• [Dataset]
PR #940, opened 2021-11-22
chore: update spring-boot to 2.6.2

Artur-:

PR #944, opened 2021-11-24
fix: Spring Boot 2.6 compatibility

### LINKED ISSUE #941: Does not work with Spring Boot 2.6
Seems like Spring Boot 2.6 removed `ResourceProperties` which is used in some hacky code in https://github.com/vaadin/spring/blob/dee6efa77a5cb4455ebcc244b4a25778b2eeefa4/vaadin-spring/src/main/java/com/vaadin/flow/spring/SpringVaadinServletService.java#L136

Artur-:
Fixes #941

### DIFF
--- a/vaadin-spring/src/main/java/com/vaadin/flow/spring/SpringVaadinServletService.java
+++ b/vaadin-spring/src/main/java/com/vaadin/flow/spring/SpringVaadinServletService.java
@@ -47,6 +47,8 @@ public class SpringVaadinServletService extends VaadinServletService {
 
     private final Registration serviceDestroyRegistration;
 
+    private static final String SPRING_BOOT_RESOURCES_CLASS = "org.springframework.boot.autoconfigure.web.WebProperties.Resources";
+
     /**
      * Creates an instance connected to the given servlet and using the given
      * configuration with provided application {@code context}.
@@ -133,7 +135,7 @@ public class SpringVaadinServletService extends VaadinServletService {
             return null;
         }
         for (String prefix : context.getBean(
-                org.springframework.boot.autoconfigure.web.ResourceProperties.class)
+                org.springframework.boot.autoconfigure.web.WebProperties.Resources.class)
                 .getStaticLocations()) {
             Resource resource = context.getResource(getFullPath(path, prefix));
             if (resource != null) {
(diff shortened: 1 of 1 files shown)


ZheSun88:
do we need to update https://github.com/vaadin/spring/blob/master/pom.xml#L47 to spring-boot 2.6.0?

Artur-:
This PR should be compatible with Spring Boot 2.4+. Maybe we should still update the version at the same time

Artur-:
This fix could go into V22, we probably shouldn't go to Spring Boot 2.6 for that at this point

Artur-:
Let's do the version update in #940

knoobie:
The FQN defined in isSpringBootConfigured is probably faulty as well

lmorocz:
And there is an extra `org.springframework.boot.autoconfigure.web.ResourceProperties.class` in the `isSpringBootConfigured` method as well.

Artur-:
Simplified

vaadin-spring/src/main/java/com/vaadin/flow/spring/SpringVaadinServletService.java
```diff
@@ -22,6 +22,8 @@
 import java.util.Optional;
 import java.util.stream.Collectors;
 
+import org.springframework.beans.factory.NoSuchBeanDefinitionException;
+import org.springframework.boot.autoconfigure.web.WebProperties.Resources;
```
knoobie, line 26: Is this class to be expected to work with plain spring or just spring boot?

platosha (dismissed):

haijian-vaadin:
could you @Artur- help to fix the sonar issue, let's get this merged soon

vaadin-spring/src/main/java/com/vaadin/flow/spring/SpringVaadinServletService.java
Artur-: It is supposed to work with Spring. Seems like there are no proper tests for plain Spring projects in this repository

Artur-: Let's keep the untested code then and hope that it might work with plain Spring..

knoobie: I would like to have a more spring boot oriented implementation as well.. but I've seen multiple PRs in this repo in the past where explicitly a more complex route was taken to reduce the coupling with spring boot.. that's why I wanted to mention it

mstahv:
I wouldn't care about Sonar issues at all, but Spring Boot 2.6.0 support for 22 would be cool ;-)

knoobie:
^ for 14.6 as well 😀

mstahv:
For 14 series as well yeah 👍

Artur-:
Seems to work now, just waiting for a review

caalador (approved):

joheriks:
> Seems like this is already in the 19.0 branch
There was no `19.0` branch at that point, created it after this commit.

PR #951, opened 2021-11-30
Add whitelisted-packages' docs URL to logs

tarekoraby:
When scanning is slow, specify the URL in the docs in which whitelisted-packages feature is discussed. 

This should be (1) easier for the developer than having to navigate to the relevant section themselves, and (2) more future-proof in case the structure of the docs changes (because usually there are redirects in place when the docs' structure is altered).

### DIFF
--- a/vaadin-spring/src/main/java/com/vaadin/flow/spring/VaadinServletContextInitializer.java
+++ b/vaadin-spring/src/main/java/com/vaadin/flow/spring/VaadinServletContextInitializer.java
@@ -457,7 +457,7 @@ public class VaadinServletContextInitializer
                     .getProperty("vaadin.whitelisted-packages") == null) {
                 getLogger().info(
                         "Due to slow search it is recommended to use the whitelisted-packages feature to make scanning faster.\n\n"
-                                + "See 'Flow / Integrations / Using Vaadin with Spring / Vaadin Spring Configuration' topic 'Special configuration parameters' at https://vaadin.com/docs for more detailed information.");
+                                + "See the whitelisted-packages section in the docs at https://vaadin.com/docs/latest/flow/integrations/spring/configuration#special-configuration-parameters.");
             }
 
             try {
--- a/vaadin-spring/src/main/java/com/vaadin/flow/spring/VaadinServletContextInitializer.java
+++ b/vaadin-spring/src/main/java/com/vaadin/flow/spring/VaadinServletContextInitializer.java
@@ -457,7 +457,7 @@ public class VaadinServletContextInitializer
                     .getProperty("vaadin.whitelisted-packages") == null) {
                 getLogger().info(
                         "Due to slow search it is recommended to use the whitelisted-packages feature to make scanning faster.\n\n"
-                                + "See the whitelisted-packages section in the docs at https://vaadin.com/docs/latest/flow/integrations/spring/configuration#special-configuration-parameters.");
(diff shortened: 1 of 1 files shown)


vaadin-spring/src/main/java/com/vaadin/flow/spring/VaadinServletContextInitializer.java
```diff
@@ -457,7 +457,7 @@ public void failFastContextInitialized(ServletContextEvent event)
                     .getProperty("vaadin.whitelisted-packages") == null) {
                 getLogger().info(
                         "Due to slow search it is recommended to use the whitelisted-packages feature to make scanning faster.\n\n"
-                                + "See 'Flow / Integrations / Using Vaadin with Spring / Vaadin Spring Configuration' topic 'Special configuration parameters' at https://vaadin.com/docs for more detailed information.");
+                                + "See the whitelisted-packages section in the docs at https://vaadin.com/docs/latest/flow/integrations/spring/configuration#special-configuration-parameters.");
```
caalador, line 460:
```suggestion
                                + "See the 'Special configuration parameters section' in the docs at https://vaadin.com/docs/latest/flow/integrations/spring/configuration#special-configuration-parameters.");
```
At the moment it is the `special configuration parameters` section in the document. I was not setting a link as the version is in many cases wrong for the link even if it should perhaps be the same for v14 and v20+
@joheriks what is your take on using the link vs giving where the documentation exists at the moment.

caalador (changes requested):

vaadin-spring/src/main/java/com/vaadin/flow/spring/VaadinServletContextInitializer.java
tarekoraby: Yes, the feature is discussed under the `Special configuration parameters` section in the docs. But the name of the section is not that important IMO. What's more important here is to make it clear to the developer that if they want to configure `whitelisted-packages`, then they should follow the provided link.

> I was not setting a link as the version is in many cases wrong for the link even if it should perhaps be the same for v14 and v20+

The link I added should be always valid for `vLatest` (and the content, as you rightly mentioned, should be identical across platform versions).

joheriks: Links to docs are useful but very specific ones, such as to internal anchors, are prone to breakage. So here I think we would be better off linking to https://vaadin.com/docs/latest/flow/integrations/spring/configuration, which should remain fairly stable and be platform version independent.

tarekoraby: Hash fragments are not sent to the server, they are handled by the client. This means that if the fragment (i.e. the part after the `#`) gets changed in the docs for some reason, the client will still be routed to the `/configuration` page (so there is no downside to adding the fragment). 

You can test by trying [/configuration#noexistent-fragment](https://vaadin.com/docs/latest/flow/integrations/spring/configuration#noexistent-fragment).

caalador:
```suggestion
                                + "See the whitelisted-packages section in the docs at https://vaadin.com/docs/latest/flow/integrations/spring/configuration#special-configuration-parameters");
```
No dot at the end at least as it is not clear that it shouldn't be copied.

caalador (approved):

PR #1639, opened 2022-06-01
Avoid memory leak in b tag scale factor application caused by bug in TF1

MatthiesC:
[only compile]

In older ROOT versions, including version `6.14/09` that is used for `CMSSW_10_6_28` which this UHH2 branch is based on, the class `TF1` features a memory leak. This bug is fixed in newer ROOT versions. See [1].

• [About this exercise] Only the lines from the beginning of the material through the line with "resource = context.getResource(getFullPath(path, prefix));" should appear in the answer, each copied exactly.

• [Written reply]
PR #940, opened 2021-11-22
chore: update spring-boot to 2.6.2

Artur-:

PR #944, opened 2021-11-24
fix: Spring Boot 2.6 compatibility

### LINKED ISSUE #941: Does not work with Spring Boot 2.6
Seems like Spring Boot 2.6 removed `ResourceProperties` which is used in some hacky code in https://github.com/vaadin/spring/blob/dee6efa77a5cb4455ebcc244b4a25778b2eeefa4/vaadin-spring/src/main/java/com/vaadin/flow/spring/SpringVaadinServletService.java#L136

Artur-:
Fixes #941

### DIFF
--- a/vaadin-spring/src/main/java/com/vaadin/flow/spring/SpringVaadinServletService.java
+++ b/vaadin-spring/src/main/java/com/vaadin/flow/spring/SpringVaadinServletService.java
@@ -47,6 +47,8 @@ public class SpringVaadinServletService extends VaadinServletService {
 
     private final Registration serviceDestroyRegistration;
 
+    private static final String SPRING_BOOT_RESOURCES_CLASS = "org.springframework.boot.autoconfigure.web.WebProperties.Resources";
+
     /**
      * Creates an instance connected to the given servlet and using the given
      * configuration with provided application {@code context}.
@@ -133,7 +135,7 @@ public class SpringVaadinServletService extends VaadinServletService {
             return null;
         }
         for (String prefix : context.getBean(
-                org.springframework.boot.autoconfigure.web.ResourceProperties.class)
+                org.springframework.boot.autoconfigure.web.WebProperties.Resources.class)
                 .getStaticLocations()) {
             Resource resource = context.getResource(getFullPath(path, prefix));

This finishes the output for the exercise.